Child obesity trends hit record high

By Aidan Fortune

- Last updated on GMT

Child obesity levels have hit a record high, according to a Public Health England report
Child obesity levels have hit a record high, according to a Public Health England report
Public Health England (PHE) is continuing to focus on calorie and sugar reduction as levels of severe obesity in children aged 10–11 have reached the highest point since records began.

The data, which comes from the National Child Measurement Programme (NCMP) over the past 10 years, showed that stark health inequalities were continuing to widen. The report said: “The prevalence of excess weight, obesity, overweight and severe obesity are higher in the most deprived areas compared to the least deprived – this is happening at a faster rate in Year 6 than Reception.”

Other observations from the report included an upward trend of excess weight, obesity and severe obesity in Year 6 children; a downward trend in excess weight, overweight, obesity and severe obesity in Reception age boys; and a downward trend in underweight in Reception age boys and girls, and Year 6 girls.

Childhood Obesity Plan

The Department of Health and Social Care recently announced the second chapter of its Childhood Obesity Plan to help halve childhood obesity by 2030. Key actions from the Government included mandatory calorie labelling on menus; and restrictions on price promotions on foods high in fat, salt or sugar. These measures will go out for consultation later this year.

Dr Alison Tedstone, chief nutritionist at PHE, said: “The rise in severe obesity and widening health inequalities highlight why bold measures are needed to tackle this threat to our children’s health.

“These trends are extremely worrying and have been decades in the making – reversing them will not happen overnight.”

A spokesperson for the British Dietetic Association said: “This latest information highlights something we already knew – obesity rates in children are far too high and more is needed to halt and reverse that trend.”

‘Upward trend in severe obesity’

Meanwhile, the British Nutrition Foundation added: “The findings published today, showing an upward trend in severe obesity in Year 6, are particularly worrying as we know that this has a negative impact on children’s health both in the short- and the long-term.

“There is no easy way to address excess weight in children, but sugar and calorie reduction in foods and drinks, making healthier choices easier for families and encouraging healthy policies in schools are all things that can contribute to turning the tide of the current obesity epidemic.
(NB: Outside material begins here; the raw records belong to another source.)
PR #64, opened 2018-06-12
Formal parameters

marcelo-sousa-sonarsource:


sonar-slang-plugin/src/main/java/com/sonarsource/slang/kotlin/KotlinTreeVisitor.java
```diff
@@ -171,7 +172,7 @@ private Tree createFunctionDeclarationTree(TreeMetaData metaData, KtFunction fun
     PsiElement nameIdentifier = functionElement.getNameIdentifier();
     Tree returnType = null;
     IdentifierTree identifierTree = null;
-    List<Tree> parametersList = list(functionElement.getValueParameters().stream());
+    List<ParameterTree> parametersList = (List<ParameterTree>)(List<?>)list(functionElement.getValueParameters().stream());
```
christophe-zurn-sonarsource: This should not work as a `ParameterTreeImpl` is never creted.
You can revert this change for now, and do another PR just related to kotlin AST convertion

slang-antlr/src/main/java/com/sonarsource/slang/parser/SLangConverter.java
```diff
@@ -305,7 +308,7 @@ private NativeTree simpleNativeTree(ParserRuleContext ctx) {
       return new NativeTreeImpl(meta(ctx), new SNativeKind(ctx, ctx.getText()), Collections.emptyList());
     }
 
-    private List<Tree> list(List<? extends ParseTree> rawChildren) {
+    private List list(List<? extends ParseTree> rawChildren) {
```
christophe-zurn-sonarsource: I don't like to have such a generic list as return type...
You could cast the returned list instead in the part that you need.
`resultList.stream().map(ParameterTree.class::cast).collect(toList());`

slang-api/src/test/java/com/sonarsource/slang/impl/ParameterTreeImplTest.java
```diff
@@ -0,0 +1,54 @@
...
+    IdentifierTree identifierTreeX = new IdentifierTreeImpl(meta, "x");
+    IdentifierTree identifierTreeY = new IdentifierTreeImpl(meta, "y");
+    ParameterTreeImpl parameterTreeX = new ParameterTreeImpl(meta, identifierTreeX, null);
+    ParameterTreeImpl parameterTreeXTyped = new ParameterTreeImpl(meta, identifierTreeX, parameterType);
+    ParameterTreeImpl parameterTreeY = new ParameterTreeImpl(meta, identifierTreeY, parameterType);
+
+    assertThat(parameterTreeX.children()).hasSize(2);
+    assertThat(parameterTreeX.type()).isNull();
+    assertThat(parameterTreeX.identifier()).isEqualTo(identifierTreeX);
+    assertThat(areEquivalent(parameterTreeX, parameterTreeX)).isTrue();
```
christophe-zurn-sonarsource: I'd prefer to have another instance here `new IdentifierTreeImpl(meta, "x")` for the second tree, to ensure equivalence works on values of this new tree type and not only on references.

sonar-slang-plugin/src/main/java/com/sonarsource/slang/kotlin/KotlinTreeVisitor.java
```diff
@@ -160,8 +163,6 @@ private Tree convertElementToSlangAST(PsiElement element, TreeMetaData metaData)
     } else if (element instanceof KtDestructuringDeclarationEntry || isSimpleStringLiteralEntry(element)) {
       // To differentiate between the native trees of complex string template entries, we add the string value to the native kind
       return createNativeTree(metaData, new KotlinNativeKind(element, element.getText()), element);
-    } else if (element instanceof KtParameter) {
```
christophe-zurn-sonarsource: We can keep that part I believe. That way for normal loops (Ex: `for (a in container) {a}`) we keep information about `ParameterTree` for the variable. And we can add a test for this case

sonar-slang-plugin/src/main/java/com/sonarsource/slang/kotlin/KotlinTreeVisitor.java
```diff
@@ -229,16 +234,24 @@ private Tree createIfTree(TreeMetaData metaData, KtIfExpression element) {
     return new IfTreeImpl(metaData, condition, thenBranch, elseBranch);
   }
 
-  private Tree createParameter(TreeMetaData metaData, PsiElement element) {
-    String name = ((KtParameter) element).getName();
-    NativeKind kind;
+  private List<Tree> createParameterList(Stream<? extends KtParameter> stream) {
```
christophe-zurn-sonarsource: Actually, this method is not necessary since you check the list content in the parent caller method.
So keeping the `if (element instanceof KtParameter)` in the `convertElementToSlangAST` method and using `list(...)` would yield the same result

sonar-slang-plugin/src/test/java/com/sonarsource/slang/kotlin/KotlinConverterTest.java
```diff
@@ -30,16 +30,36 @@
...
 import org.junit.Test;
 import org.junit.rules.ExpectedException;
 
 import static com.sonarsource.slang.testing.RangeAssert.assertRange;
 import static com.sonarsource.slang.testing.TreeAssert.assertTree;
 import static com.sonarsource.slang.testing.TreesAssert.assertTrees;
+import static com.sonarsource.slang.visitors.TreePrinter.tree2string;
 import static org.assertj.core.api.Assertions.assertThat;
 
 public class KotlinConverterTest {
```
christophe-zurn-sonarsource: Tests related to functions should be updated with the parameters check.
You could add a `hasParameterNames(String... names)` assertion in testing module to simplify your life :)

slang-testing/src/main/java/com/sonarsource/slang/testing/TreeAssert.java
```diff
@@ -49,6 +50,14 @@ public TreeAssert isIdentifier(String expectedName) {
     return this;
   }
 
+  public TreeAssert hasParameterName(String expectedIdentifierName) {
```
christophe-zurn-sonarsource: No unit tests were added for this assertion

sonar-slang-plugin/src/test/java/com/sonarsource/slang/kotlin/KotlinConverterTest.java
```diff
@@ -140,13 +125,15 @@ public void testFunctionDeclaration() {
...
     assertThat(constructorFunction.formalParameters()).hasSize(2);
+    assertTree(constructorFunction).hasParameterNames("a", "b");
     assertTree(constructorFunction.body()).isNull();
 
     FunctionDeclarationTree emptyLambdaFunction = (FunctionDeclarationTree) kotlin("{ }");
     assertTree(emptyLambdaFunction.name()).isNull();
     assertThat(emptyLambdaFunction.modifiers()).isEmpty();
     assertTree(emptyLambdaFunction.returnType()).isNull();
     assertThat(emptyLambdaFunction.formalParameters()).isEmpty();
+    assertTree(functionWithPrivate).hasParameterNames();
```
christophe-zurn-sonarsource: `functionWithPrivate` is not the correct variable here. Also, this assert will not do anything special

sonar-slang-plugin/src/test/java/com/sonarsource/slang/kotlin/KotlinConverterTest.java
```diff
@@ -124,13 +105,17 @@ public void testFunctionDeclaration() {
...
 
-    FunctionDeclarationTree functionWithInternalModifier = (FunctionDeclarationTree) kotlin("internal fun function1(a: Int, b: String): Boolean = true");
+    FunctionDeclarationTree functionWithInternalModifier = (FunctionDeclarationTree) kotlin("internal fun function1(a: Int, c: String): Boolean = true");
     assertTree(functionWithInternalModifier.body()).isNotNull();
     assertThat(functionWithInternalModifier.modifiers()).hasSize(1);
+    assertTree(functionWithInternalModifier).hasParameterNames("a", "c");
 
     FunctionDeclarationTree functionWithPrivate = (FunctionDeclarationTree) kotlin("private fun function2() {}");
+    assertThat(functionWithPrivate.formalParameters()).isEmpty();
+    assertTree(functionWithPrivate).hasParameterNames();
```
christophe-zurn-sonarsource: This assert `.hasParameterNames();` does not check anything special here. Since we already know `functionWithPrivate` is of type `FunctionDeclarationTree`

slang-testing/src/test/java/com/sonarsource/slang/testing/TreeAssertTest.java
```diff
@@ -65,6 +67,11 @@ public void not_an_identifier() {
     assertTree(LITERAL_42).isIdentifier("abc");
   }
 
+  @Test
+  public void parameter_has_identifier() {
```
christophe-zurn-sonarsource: For quality gate, we should also cover the case that the assert fails

slang-testing/src/main/java/com/sonarsource/slang/testing/TreeAssert.java
```diff
@@ -58,6 +61,21 @@ public TreeAssert hasParameterName(String expectedIdentifierName) {
     return this;
   }
 
+  public TreeAssert hasParameterNames(String... names) {
```
christophe-zurn-sonarsource: Unit tests are missing for this new assertion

It’s important to remember that children are growing and developing, so having a balanced diet is key not only for a healthy weight but to provide all the essential nutrients they need to be healthy.”

Earlier this year, PHE teamed with Disney UK for the Change4Life Train Like a Jedi programme, which was designed to boost activity levels of physical activity among children in England. PHE has also made soft drinks the main focus of its latest campaign​ against child obesity.

Elsewhere, Mondelēz International has unveiled a reduced-sugar Cadbury Dairy Milk​ as part of a wider sugar reduction drive.